Bill and blogs
: Well, Bill Gates embrace of blogs reminds me of his embrace of the Internet, which changed his products, his company, and his industry.
Don’t worry. I’m not about to launch into another spasm of blog triumphalism. Gates wasn’t talking about blogs as blather. He was talking about blogs as tools for personal and business publishing of any kind of information.

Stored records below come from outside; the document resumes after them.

PR #736, opened 2022-07-28
Reset Hasura metadata for graphql-engine v2

johnclary:
## Associated issues
This PR resets our Hasura metadata `tables.yaml` to match Hasura's ordering in graphql-engine v2.

This change is the result of running `hasura metadata export` against the DB.

This PR also resolves https://github.com/cityofaustin/atd-data-tech/issues/9643 by commiting `network.yaml` to version control.

## Testing
**URL to test:** local or https://moped-test.austinmobility.io/moped
**Steps to test:**
This is tech debt only. It would be good to kick the tires on basic Moped CRUD operations to make sure nothing looks amiss.

---
#### Ship list
- [ ] Code reviewed 


johnclary:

And he was talking about RSS as a new means of communication and distribution.
This means that, of course, Microsoft will embrace blogs and RSS in its tools, from Word to IE. It also makes Google look smart for buying Blogger (without a strategy then).
Providing publishing tools and space will be an essential service in the near future — for businesses, for family shopping lists, for unlimited sorts of publishing — and the war to win that space is just beginning.
Forget giving me virtually unlimited free email space. Give me virtually unlimited blogspace (and bandwidth).
I’m not sure how this will shake out for companies. It’s easy to argue that blogging toolmakers should consider moving to Maine and opening a B&B (with or without selling to Microsoft) — but then again, as personal and business publishing gets more specialized, there may be opportunities in creating specialized tools. Wouldn’t it be great if the Microsoft Word blogging tool allowed plug-ins? Yeah, it would be great.
Years ago, I worked with a German startup that had a flexible toolset — an Internet platform — to allow developers to create, for example, that shopping-list module (which you could update from the web or mobile devices) and a calendar module and a photo module and so on. Today, the Northwestern students creating a community blog at GoSkokie.com are making me look at these tools in a new way (I just killed two development projects for hyperlocal content and plan to use specialized blog modules instead).
The smart way to look at Gates’ blessing is to think about blogging as a platform for any kind of publishing, communication, and distribution. Bill will.